Но никто не сказал ничего. Наверное, они догадывались о политических склонностях Алексея Нестерова. Сложно было, послушав его, не догадаться. Семья Ваер, может быть, была несобранной и мечтательной, но в проницательности им, этим взрослым детям с блестящим образованием и безобразным родительским инстинктом, отказать было нельзя. Тем, что при всём желании они никогда не осуждали её, Елена была удивлена и благодарно принимала родственные связи. Родственников, как известно, не выбирают, они обычные субъективные люди с обычными людскими пороками, и ссорится с ними из-за этого некрасиво. Елена не хотела разрушать остатки своей семьи из-за революции. Пусть воюют те, кому это нужно, а она не позволит власти пустить в крепко заколоченный семейный дом чёрную кошку.
Глава 6
Близился рассвет. Выстрелы прекратились, но легче от этого не стало. Кто-то порой пытался приободриться, стряхнуть пассивное оцепенение и представить, что всё совсем не страшно. Но лица окружающих загоняли вольнолюбивые мысли обратно в дебри сознания. На поверхности его, как и раньше, оставались страх, дрожь и печаль. Ваеры были чересчур восприимчивы, чтобы оставаться безразличными в таких условиях.

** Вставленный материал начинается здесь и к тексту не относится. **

PR #3803, opened 2025-06-05
[Cart] Support nested lines

graciebee:
### PR Summary: 

Surface Nested Cart Lines

Addresses https://github.com/Shopify/horizon/issues/4768

The [mocks provided to us by UX](https://www.figma.com/design/A7Hei3wsnqQRd4etZLe5ye/%E2%9E%95-Nested-Cart-Lines--formerly-Add-Ons-?node-id=5492-21592&p=f&t=iCiLdmxXRfpg9ZBY-0) use the indentation and size of the thumbnail to indicate that the item is nested. Therefore, I conditionally applied a class `.cart-item__nested-line` to the `tr` if the `cart.item` had a `parent`. There is also slightly less padding between the nested line and the parent line, so I updated the top padding of the nested line to be `1rem` instead of `4rem` for desktop screens, and the bottom margin to be `1.5rem` instead of `3.5rem` for mobile screens. For the cart drawer, the top padding is `1rem` instead of `1.7rem`.

### Other considerations

1. The relationship between the parent and the nested line is created at the time of adding the item to the cart, by passing along the `key` of the parent item as `parent_line_key` in the nested line. This is not something we are building natively into the themes, as the expectation is that 3p apps would handle this (with app blocks etc.). For the purposes of my test store linked below for demo-ing, I hard coded a block into my `buy-button.liquid` to assign the `Smart TV` as parent if added to the cart. If you would like to test on your own store though, you can update your `buy-button.liquid` with the following block of code, where `{ID}` is the id of the nested line product, and `{KEY}` is the key of the parent line.
```liquid
        {% comment %} line 59, within the 'product' form {% endcomment %}
        {% if product.selected_or_first_available_variant.id == {ID} %}
          <input
            type="hidden"
            name="parent_line_key"
            value="{KEY}"
          >
        {% endif %}
```

If the merchant has nested lines enabled, any nested lines will appear nested under their parents, as opposed to a flat list in the cart.

**desktop view**
image

**mobile view**
image

**cart drawer**
image

### Testing steps/scenarios
Note: the products described in this testing steps are related to the linked demo store. See the Other Considerations 2 point about using your own test shop.
- [ ] Add the Smart TV to your cart
- [ ] Navigate to the Warranty product page and add the item to your cart (Quick buy button on main page won't work)
- [ ] Navigate to cart, notice that the Warranty thumbnail is smaller and indented slightly in comparison to the other items in the cart.
- [ ] Ensure expected style is maintained across multiple screen sizes

### Demo links

- [Store](https://abc-add-ons.myshopify.com/)
- [Editor](https://admin.shopify.com/store/abc-add-ons/themes/151048814822/editor)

Елена была бы благодарна Елизавете, если бы та уложила спать детей, хотя и понимала, как сложно матери в критической ситуации оторвать их от себя. Павлуша давно уже безмятежно дремал на её узкой юбке, нагрев её теплом своего маленького тельца. Это тепло помогало Елене без слёз думать о том, что Алексей может не вернуться. Это были ужасающие мысли, бьющиеся в горячке страха, но задушить их она не могла. Где-то внутри набатом ударял вопрос: «Что будет, если он не вернётся?» Ответа не было. За то время, которое она провела с ним, Елена так привыкла, что Алексей рядом, что он может развязать клубок её неразрешимых мыслей, успокаивает её, как ребёнка и никогда не смотрит свысока. Её нереализованная юношеская влюблённость распустилась сначала страстью, а потом стала чем – то настолько необходимым, как вода, дарующая жизнь и успокаивающая ломящее тело.
Наконец, в дверь постучали. Елена осторожно перевернула Павла на спину и бросилась открывать, даже не подумав о том, что за дверью может стоять не он. Через полминуты Елена и Алексей показались в гостиной. Елена счастливо ухватилась за рукав Алексея и что-то шептала ему, а тот в ответ пытался изобразить улыбку.
Поздоровавшись, он смущённо остановился посреди комнаты. Ему неприятно было сообщать людям, по-доброму относившимся к нему, о том, что произошло. Любым другим дворянам он кинул бы это, вызывающе растягивая слова.
– Всё кончено, временное сдалось.
Елизавета закрыла глаза, Елена свела брови, Фридрих недоверчивым взглядом сверлил Алексея.
– Это ещё не конец, большевики не смогут продержаться долго, – натужно, чтобы голос не дрожал, сказал он.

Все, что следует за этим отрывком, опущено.